PR #146, opened 2022-10-14
fix: add retry support for jx-updatebot-pr action

igdianov:
This PR adds support for retrying `jx-updatebot-pr` action in case there is a race condition on the target pr branch due to a concurrent commit from another project, i.e.

```
- uses: Alfresco/alfresco-build-tools/.github/actions/jx-updatebot-pr@ref
  with:
    retries: '3'
    retries-wait: '10'

```

### DIFF
--- a/.github/actions/jx-updatebot-pr/action.yml
+++ b/.github/actions/jx-updatebot-pr/action.yml
@@ -81,11 +81,11 @@ inputs:
   retries:
     description: 'How many times to retry on failure'
     required: false
-    default: 3
+    default: '5'
   retries-wait:
     description: 'How many seconds to wait between retries'
     required: false
-    default: 5
+    default: '10'
 runs:
   using: composite
   steps:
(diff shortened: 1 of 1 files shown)


.github/actions/jx-updatebot-pr/action.yml
```diff
@@ -78,6 +78,14 @@ inputs:
     required: false
     description: project root directory. Defaults to '.'
     default: '.'
+  retries:
+    description: 'How many times to retry on failure'
```
atchertchian, line 82: With the term "retry", I feel like as a user, I would need to put "0" to avoid retrying (eg run only once), but given the implementation, it would need to be 1, correct?
If so, maybe the implementation should be changed to add + 1 to this input.
Also, I'm in favor of not retrying by default.

atchertchian: (but if the default is something we need to manage globally anyway, I'm ok keeping 5, it really depends on the reasons behind the need to retry here: can you elaborate on the problem please?)

gionn (commented):
in some projects we already started using [nick-fields/retry](https://github.com/nick-fields/retry#examples) community action for flaky run commands, I would prefer using that instead

gionn:
Closing due to inactivity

• _What is needed_
Each line above must be reproduced exactly as it stands.

• _Result_
PR #146, opened 2022-10-14
fix: add retry support for jx-updatebot-pr action

igdianov:
This PR adds support for retrying `jx-updatebot-pr` action in case there is a race condition on the target pr branch due to a concurrent commit from another project, i.e.

```
- uses: Alfresco/alfresco-build-tools/.github/actions/jx-updatebot-pr@ref
  with:
    retries: '3'
    retries-wait: '10'

```

### DIFF
--- a/.github/actions/jx-updatebot-pr/action.yml
+++ b/.github/actions/jx-updatebot-pr/action.yml
@@ -81,11 +81,11 @@ inputs:
   retries:
     description: 'How many times to retry on failure'
     required: false
-    default: 3
+    default: '5'
   retries-wait:
     description: 'How many seconds to wait between retries'
     required: false
-    default: 5
+    default: '10'
 runs:
   using: composite
   steps:
(diff shortened: 1 of 1 files shown)


.github/actions/jx-updatebot-pr/action.yml
```diff
@@ -78,6 +78,14 @@ inputs:
     required: false
     description: project root directory. Defaults to '.'
     default: '.'
+  retries:
+    description: 'How many times to retry on failure'
```
atchertchian, line 82: With the term "retry", I feel like as a user, I would need to put "0" to avoid retrying (eg run only once), but given the implementation, it would need to be 1, correct?
If so, maybe the implementation should be changed to add + 1 to this input.
Also, I'm in favor of not retrying by default.

atchertchian: (but if the default is something we need to manage globally anyway, I'm ok keeping 5, it really depends on the reasons behind the need to retry here: can you elaborate on the problem please?)

gionn (commented):
in some projects we already started using [nick-fields/retry](https://github.com/nick-fields/retry#examples) community action for flaky run commands, I would prefer using that instead

gionn:
Closing due to inactivity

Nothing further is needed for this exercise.